And in this case, given the number of compilers, I don't know what all of
the potential optimizations are/could be. I just read that volatile is
useful in C to help with proper access of variables, but the document didn't
describe /why/. I've been trying to figure out why since that point.
Everything I saw seemed to indicate that it ensures you aren't using a
register value for the variable. This would strike me as important if two
processors are using that variable, even if locks are stopping them from
simultaneous use, I don't know of any way to ensure the variable's value is
ensured to be copied from memory to register, or from register to memory.
-Jim Stapleton
Sorry, I mean that, it was just a cut&paste of the previous uses of
"smart" (about the compiler). Though actually "not smart enough" can be
a real problem in any case. A number of details of C's semantics are
hairy enough that even the authors of the C standard get it wrong now
and then or can't figure out exactly what it implies.
> (...) I just read that volatile is useful in C to help with proper
> access of variables, but the document didn't describe /why/. I've been
> trying to figure out why since that point. Everything I saw seemed to
> indicate that it ensures you aren't using a register value for the
> variable. (...)
More or less. Looks like you were redirected away from comp.lang.c too
early. What is means, formally, is roughly this:
- A compiled C program must behave exactly as the program spells out,
step for step, with some exceptions. E.g. if you write
i = 150;
i += 50;
then the program must behave as if it did just that rather than
i = 200;
- The compiler can optimize that to i = 5; if it can prove either that
this _will_ behave exactly the same way, or that it can only behave
differently if the behavior is not well-defined (in standardese, if
the program would have "undefined behavior" or "unspecified
behavior").
- However declaring an object volatile tells the compiler that access to
it is a "side effect" (like file I/O).

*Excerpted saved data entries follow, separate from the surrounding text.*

PR #2886, opened 2021-05-06
skip private video

flewsea:
skip the private video  it cant get urls


soimort:
Merged into [develop](https://github.com/soimort/you-get/commit/144886840212d5d0ee059858e6493dd265927376) instead of master.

Side effects must take place
just like the program spells out: Store 150, read it back (which for
all the compiler knows might give a different result than what it just
stored), then add 50 and store the result again.
- There is no absolute ordering however. The C language defines
"sequence points" at which each side effect must be complete: At ';'
and ',', at function calls, and some other places. Thus volatile
doesn't help with the infamous 'i = i++;' - that has undefined
behavior because there is no sequence point between the 'i=' and 'i++'
which says which should store 'i' first.
- Also the C language spec doesn't know about threads, or multi-core
CPUs and the like. So:
> This would strike me as important if two processors are using that
> variable, even if locks are stopping them from simultaneous use, I
> don't know of any way to ensure the variable's value is ensured to be
> copied from memory to register, or from register to memory.

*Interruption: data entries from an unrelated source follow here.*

PR #2896, opened 2021-07-06
Update douyin.py

pyx:
Updated the extractor for the latest www.douyin.com

### DIFF
--- a/src/you_get/extractors/douyin.py
+++ b/src/you_get/extractors/douyin.py
@@ -1,6 +1,7 @@
 # coding=utf-8
 
 import re
+import json
 from urllib.parse import unquote
 
 from ..common import (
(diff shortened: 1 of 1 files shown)


soimort:
Thanks for the fix!

zsrl:
@pyx 

The update is work ? I get fail result

```
you-get 'https://www.douyin.com/video/6930090637240831239' --debug
```

image

pyx:
> @pyx
> 
> The update is work ? I get fail result
> 
> ```
> you-get 'https://www.douyin.com/video/6930090637240831239' --debug
> ```
> 
> image

Yesterday, right after the new release of you-get 0.4.1536, the website employed some way to prevent clients other than web browser to download the html source, both you-get's downloader and wget will receive 0 (zero) size file while web browser can load the html without problem.

The extractor still work if you-get is able to download the html source (using save page in browser and feed that to you-get, for example), since the fix will probably outside the extractor, I have yet find the time to take a deep look at that.

pyx:
@soimort do you have any idea what might be the cause? I tried with the latest google-chrome UA, and it failed too, so the browser sniffing technique they are using is quite intelligent?

pyx:
For example, `wget 'https://www.douyin.com/video/6982497745948921092'` will save a zero length file, while open https://www.douyin.com/video/6982497745948921092 in browser is okay.

zsrl:
@pyx 
Thanks for answer me. I see the same problem. when I debug by source, variable `page_content` get empty string.

image
image

pyx:
@zsrl It's working now, they probably had back-end bug back then.
yg

zsrl:
@pyx It's really work, thank you very much

wwwfzt:
> @pyx It's really work, thank you very much

is that worked? I see the same problem in version 0.4.1602.
image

Right, as far as the C language is concerned ugly things can happen anyway.
In practice, thread primitives like pthread_mutex_lock() ensure cache
coherency and the like. (E.g. ensuring that if two memory locations
are updated, two threads on different CPUs see the updates in the same order.)
Just declaring a variable volatile might not, I'm not quite sure.
http://en.wikipedia.org/wiki/Cache_coherency
Threading memory models are being actively discussed at least in the C++
community, it seems hard to nail down a definite model.
--
Hallvard
Eh. About people not being smart enough... that was an incomplete
search & replace:-)
--
Hallvard
> Smart and knowledgeable are two separate things. In this case the matter is
> completely about knowledge, something that I am attempting to obtain. I
> don't mind you being less than gentle, but please keep your harsh realities
> appropriate 'ignorant' would be the correct term which I'm attempting to
> alleviate myself of.
He meant "smart enough" in an idiomatic way. For example, "you don't
want to set a process' CPU affinity because you are not smart enough
to know which processor it will run optimally". This doesn't literally
mean you lack intelligence, it means you don't have the information
the scheduler does. In this case, "smart" is idiomatic for something
closer to "informed".
The point he's trying to make is that when you write code to a
threading standard, you aren't smart enough to know what CPUs and
compilers it's going to run on. Some of them may not even exist yet.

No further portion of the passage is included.